N/APosted on - 11/23/2013
I am under AT&T for the past years. However, their service is very poor. I called on their Customer Service and asked for assistance. And they said they will re-register my number to fix the bad service. It works for some time but after few weeks, the bad service occurred again.
Then I decided to switched to Verizon on 2012. Their service was perfect for the first few months. But just like AT&T, I started getting dropped calls, my calls are choppy and more. I want to know if these companies have their priority lists wherein they will put their customers on the list so they can assist them and so we, their clients will receive better services?
I know that what I am asking is illegal. But I just wonder if they can give their clients a chance to test their service first and cancel the contract if the clients are not satisfied with the service. I heard about the bike companies where customers will be put on their priority lists and then let their clients to drop their contract if the service is poor.
Can companies afford new users priority on network?
You are not the only one how experience this type of problem, and AT&T is not the only company that does the same trick on new users, and if you look closely to the 20 page contract and read it carefully you can find that the company have the right to drop your connection speed to a certain level which you have already signed and agreed on it.

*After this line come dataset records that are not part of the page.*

PR #4186, opened 2022-06-13
inspireid value is empty

nooraangelva:
Ref: https://github.com/cern-sis/issues-inspire/issues/61

### DIFF
--- a/inspirehep/modules/workflows/tasks/arxiv.py
+++ b/inspirehep/modules/workflows/tasks/arxiv.py
@@ -281,16 +281,20 @@ def extract_authors_from_xml(xml_content):
     content = Selector(text=xml_content, type="xml")
     content.remove_namespaces()
     undefined_or_none_value_regex = re.compile("undefined|none", re.IGNORECASE)
-    # Going through all the authors in the file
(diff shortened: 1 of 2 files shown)


inspirehep/modules/workflows/tasks/arxiv.py
```diff
@@ -290,7 +290,7 @@ def extract_authors_from_xml(xml_content):
 
         # Getting all the author ids
         for source, id in itertools.izip(author.xpath('./authorIDs/authorID[@source!="" and text()!=""]/@source | ./authorids/authorid[@source!="" and text()!=""]/@source').getall(), author.xpath('./authorIDs/authorID[@source!="" and text()!=""]/text() | ./authorids/authorid[@source!="" and text()!=""]/text()').getall()):
-            if not re.match("undefined", source, flags=re.IGNORECASE) or not re.match("undefined|inspire-", id, flags=re.IGNORECASE):
+            if not re.match("undefined", source, flags=re.IGNORECASE) and not re.match("undefined|inspire-$", id, flags=re.IGNORECASE):
```
MJedr, line 293: I would check also if there are no whitespaces after (maybe it would be parsed as something like `INSPIRE- `) and your regex will not match it

MJedr (approved):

There is nothing you can do now except to wait till the contract expires after that here is some tips to not fall in this trap again:
1. Read the contract in front of the agent completely and ask to remove this term if you see it.
2. Ask the agent to write down a new term in the contract confirming that the connection speed will remain the same through the whole time that is agreed on the contract.
3. The smaller the contract and the less terms it has the better, if they hand you a 50 page contract then it is defiantly a trap.
This is just some of many Tips to not fall in this "legal trap" which is protected under the "low doesn't protect the fools" code.